ABOUT THIS EXERCISE: Among the entries that follow, the required portion opens with the line containing "Not easily until" and closes with the line containing "### In this". Give that portion again exactly, and nothing else.

Top of SOURCE RECORDS

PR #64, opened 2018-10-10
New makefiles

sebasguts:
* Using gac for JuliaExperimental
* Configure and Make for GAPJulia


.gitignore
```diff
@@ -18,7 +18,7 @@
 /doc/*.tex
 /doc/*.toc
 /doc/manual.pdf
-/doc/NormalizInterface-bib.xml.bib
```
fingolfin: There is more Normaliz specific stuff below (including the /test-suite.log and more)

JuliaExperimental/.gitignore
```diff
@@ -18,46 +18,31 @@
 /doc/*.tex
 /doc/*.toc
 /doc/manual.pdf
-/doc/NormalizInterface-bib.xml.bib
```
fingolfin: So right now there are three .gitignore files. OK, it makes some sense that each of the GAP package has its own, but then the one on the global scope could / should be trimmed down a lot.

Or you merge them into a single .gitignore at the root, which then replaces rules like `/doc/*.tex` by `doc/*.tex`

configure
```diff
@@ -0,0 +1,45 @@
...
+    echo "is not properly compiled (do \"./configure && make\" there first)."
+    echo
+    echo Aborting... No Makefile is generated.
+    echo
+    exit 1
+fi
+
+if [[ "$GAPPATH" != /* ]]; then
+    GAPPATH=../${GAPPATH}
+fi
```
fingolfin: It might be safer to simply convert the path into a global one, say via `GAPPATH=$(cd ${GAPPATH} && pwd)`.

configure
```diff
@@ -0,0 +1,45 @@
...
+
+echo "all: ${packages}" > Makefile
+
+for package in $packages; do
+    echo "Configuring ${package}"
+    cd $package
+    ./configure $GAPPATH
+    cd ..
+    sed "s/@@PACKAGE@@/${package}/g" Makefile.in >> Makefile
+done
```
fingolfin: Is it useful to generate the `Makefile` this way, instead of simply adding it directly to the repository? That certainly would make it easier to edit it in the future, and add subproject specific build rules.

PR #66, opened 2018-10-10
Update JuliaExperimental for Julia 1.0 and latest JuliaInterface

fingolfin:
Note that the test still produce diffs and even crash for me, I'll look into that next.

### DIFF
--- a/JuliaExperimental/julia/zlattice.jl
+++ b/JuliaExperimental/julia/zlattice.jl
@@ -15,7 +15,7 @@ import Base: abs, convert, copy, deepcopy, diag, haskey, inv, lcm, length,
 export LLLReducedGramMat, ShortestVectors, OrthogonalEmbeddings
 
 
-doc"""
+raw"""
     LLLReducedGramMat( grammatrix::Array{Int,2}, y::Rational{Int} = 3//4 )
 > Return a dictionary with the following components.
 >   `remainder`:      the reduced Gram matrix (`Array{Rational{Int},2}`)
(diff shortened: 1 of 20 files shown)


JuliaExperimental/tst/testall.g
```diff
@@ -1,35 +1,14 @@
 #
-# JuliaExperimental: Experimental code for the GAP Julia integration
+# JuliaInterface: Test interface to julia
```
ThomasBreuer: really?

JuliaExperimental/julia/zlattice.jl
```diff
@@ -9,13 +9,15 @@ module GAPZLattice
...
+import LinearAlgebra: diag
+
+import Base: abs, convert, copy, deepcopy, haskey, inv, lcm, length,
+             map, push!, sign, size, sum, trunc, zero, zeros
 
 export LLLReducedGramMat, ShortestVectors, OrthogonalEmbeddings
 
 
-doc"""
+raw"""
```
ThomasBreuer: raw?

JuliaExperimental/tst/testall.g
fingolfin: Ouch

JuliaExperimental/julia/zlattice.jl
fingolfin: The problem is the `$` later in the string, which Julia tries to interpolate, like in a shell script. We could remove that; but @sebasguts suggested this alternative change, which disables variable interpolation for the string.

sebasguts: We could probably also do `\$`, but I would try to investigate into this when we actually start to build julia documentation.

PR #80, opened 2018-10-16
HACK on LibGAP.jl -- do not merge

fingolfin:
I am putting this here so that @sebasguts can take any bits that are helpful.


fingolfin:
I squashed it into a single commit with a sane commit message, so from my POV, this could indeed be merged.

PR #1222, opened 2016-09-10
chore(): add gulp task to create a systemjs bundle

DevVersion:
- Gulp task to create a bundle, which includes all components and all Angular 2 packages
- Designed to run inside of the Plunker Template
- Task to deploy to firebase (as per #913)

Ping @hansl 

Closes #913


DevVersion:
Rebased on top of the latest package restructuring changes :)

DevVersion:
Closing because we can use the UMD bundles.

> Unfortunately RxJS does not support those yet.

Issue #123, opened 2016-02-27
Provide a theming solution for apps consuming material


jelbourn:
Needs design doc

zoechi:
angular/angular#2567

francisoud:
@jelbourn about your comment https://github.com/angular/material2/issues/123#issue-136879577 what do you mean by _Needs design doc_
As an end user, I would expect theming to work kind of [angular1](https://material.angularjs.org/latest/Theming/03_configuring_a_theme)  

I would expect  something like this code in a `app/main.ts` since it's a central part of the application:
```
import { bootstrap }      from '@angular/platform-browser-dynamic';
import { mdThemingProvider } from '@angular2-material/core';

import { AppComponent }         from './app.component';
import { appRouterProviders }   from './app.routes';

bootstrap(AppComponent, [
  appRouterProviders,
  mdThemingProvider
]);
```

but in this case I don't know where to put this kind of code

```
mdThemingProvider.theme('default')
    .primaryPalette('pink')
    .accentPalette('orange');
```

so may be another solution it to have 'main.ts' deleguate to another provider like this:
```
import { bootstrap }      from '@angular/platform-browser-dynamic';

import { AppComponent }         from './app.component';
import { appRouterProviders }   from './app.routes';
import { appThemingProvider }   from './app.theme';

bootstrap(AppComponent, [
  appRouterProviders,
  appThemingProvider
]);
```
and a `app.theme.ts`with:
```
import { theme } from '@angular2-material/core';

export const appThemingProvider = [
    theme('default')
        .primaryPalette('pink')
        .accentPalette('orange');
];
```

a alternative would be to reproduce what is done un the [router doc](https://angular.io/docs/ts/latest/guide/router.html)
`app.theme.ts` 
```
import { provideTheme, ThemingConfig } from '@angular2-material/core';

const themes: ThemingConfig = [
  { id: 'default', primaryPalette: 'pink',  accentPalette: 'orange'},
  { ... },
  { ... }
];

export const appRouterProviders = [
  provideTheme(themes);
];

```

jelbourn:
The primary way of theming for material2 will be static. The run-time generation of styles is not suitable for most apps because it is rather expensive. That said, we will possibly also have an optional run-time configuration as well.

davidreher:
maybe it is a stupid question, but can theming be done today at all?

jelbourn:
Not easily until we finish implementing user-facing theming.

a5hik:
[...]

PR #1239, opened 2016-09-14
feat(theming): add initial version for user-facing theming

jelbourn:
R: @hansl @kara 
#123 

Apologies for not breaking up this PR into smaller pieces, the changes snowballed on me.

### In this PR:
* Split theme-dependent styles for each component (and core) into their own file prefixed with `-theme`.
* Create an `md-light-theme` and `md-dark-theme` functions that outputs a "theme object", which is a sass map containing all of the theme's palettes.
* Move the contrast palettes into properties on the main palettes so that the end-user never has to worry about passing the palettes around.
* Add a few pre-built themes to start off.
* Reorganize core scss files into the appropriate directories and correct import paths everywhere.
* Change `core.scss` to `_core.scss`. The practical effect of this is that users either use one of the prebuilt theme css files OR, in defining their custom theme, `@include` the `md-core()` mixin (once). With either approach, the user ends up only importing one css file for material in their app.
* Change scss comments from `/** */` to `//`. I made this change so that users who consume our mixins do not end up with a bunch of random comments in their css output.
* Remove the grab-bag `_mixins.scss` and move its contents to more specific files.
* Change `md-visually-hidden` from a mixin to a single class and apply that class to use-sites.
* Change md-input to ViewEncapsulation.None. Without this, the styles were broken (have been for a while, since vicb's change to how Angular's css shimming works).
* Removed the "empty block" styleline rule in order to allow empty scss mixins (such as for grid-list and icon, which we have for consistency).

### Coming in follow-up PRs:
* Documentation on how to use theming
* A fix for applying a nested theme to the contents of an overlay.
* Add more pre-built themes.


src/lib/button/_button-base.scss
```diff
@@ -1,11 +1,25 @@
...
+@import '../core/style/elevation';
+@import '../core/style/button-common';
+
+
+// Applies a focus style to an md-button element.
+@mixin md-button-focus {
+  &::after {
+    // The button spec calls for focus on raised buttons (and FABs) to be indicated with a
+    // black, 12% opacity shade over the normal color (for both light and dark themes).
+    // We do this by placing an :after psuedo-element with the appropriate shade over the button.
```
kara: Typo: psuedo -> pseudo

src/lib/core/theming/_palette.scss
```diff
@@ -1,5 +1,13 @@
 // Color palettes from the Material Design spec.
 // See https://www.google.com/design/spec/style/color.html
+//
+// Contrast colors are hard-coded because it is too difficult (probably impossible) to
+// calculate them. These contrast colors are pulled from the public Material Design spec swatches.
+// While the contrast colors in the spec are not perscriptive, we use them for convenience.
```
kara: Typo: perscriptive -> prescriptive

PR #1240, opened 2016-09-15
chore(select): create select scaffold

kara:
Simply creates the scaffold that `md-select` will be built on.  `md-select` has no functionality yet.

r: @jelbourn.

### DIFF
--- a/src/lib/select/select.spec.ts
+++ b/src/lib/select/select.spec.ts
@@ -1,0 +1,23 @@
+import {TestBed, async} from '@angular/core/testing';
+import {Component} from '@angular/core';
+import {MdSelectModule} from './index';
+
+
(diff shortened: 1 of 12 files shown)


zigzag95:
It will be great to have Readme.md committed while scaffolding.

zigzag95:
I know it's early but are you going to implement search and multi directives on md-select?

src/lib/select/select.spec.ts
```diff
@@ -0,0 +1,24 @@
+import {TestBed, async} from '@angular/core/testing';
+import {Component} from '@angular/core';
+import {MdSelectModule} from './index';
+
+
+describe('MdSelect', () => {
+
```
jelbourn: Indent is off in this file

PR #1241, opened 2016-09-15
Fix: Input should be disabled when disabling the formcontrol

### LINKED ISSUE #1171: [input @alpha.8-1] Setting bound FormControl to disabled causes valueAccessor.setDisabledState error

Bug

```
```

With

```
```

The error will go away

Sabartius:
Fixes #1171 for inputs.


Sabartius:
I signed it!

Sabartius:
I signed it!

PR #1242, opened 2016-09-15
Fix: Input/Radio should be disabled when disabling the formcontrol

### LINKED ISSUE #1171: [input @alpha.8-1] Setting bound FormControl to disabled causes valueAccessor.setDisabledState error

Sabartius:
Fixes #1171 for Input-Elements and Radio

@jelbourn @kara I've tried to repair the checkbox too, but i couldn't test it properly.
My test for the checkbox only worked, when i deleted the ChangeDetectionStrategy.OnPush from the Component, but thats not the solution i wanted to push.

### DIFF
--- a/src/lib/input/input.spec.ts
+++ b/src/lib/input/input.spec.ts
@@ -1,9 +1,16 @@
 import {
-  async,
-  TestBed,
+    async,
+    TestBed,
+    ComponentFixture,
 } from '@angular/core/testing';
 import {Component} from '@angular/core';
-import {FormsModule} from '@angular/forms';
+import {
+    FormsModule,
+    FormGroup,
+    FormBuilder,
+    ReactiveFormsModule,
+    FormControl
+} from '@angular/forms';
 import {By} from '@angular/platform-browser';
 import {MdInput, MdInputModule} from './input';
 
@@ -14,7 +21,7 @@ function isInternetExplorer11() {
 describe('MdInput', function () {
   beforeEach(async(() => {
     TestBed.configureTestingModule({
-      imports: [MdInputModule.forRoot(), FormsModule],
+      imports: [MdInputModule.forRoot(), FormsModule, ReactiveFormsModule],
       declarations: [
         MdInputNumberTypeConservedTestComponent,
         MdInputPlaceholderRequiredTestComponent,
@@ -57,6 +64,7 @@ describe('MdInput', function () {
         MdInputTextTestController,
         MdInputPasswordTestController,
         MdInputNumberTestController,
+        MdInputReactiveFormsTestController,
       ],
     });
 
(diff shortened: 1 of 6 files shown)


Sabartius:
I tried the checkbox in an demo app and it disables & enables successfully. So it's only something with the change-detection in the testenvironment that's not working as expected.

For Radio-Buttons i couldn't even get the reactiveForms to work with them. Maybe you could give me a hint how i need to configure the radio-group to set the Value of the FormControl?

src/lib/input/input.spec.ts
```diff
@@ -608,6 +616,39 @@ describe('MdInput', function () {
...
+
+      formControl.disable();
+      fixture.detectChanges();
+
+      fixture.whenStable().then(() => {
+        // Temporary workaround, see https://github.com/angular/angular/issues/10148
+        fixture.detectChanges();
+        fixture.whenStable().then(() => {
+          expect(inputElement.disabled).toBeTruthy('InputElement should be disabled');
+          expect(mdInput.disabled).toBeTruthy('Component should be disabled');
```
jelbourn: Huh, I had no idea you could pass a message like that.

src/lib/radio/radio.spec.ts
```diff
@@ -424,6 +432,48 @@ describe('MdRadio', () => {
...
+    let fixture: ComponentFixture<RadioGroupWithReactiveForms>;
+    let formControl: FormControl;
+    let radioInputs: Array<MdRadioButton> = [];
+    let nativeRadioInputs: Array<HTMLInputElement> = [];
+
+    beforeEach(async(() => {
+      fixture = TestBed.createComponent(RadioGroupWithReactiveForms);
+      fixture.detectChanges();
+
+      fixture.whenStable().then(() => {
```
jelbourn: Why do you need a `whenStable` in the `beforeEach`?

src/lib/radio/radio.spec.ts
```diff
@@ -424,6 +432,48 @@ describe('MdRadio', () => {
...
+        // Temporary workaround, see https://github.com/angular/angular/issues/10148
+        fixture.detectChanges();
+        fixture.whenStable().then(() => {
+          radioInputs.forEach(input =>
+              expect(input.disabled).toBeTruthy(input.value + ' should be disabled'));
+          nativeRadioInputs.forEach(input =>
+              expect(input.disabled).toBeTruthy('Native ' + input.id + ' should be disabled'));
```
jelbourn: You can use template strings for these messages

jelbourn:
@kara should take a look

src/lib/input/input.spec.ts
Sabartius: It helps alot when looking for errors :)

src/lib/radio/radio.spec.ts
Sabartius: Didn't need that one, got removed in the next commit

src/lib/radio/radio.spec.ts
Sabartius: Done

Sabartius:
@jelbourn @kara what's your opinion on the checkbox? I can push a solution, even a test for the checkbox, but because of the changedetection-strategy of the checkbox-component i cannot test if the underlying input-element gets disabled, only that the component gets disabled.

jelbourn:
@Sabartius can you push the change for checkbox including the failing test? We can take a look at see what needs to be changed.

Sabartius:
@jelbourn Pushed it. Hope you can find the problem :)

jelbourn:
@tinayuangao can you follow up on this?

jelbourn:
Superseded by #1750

Bottom of SOURCE RECORDS

REPLY:
Not easily until we finish implementing user-facing theming.

a5hik:
[...]

PR #1239, opened 2016-09-14
feat(theming): add initial version for user-facing theming

jelbourn:
R: @hansl @kara 
#123 

Apologies for not breaking up this PR into smaller pieces, the changes snowballed on me.

### In this PR:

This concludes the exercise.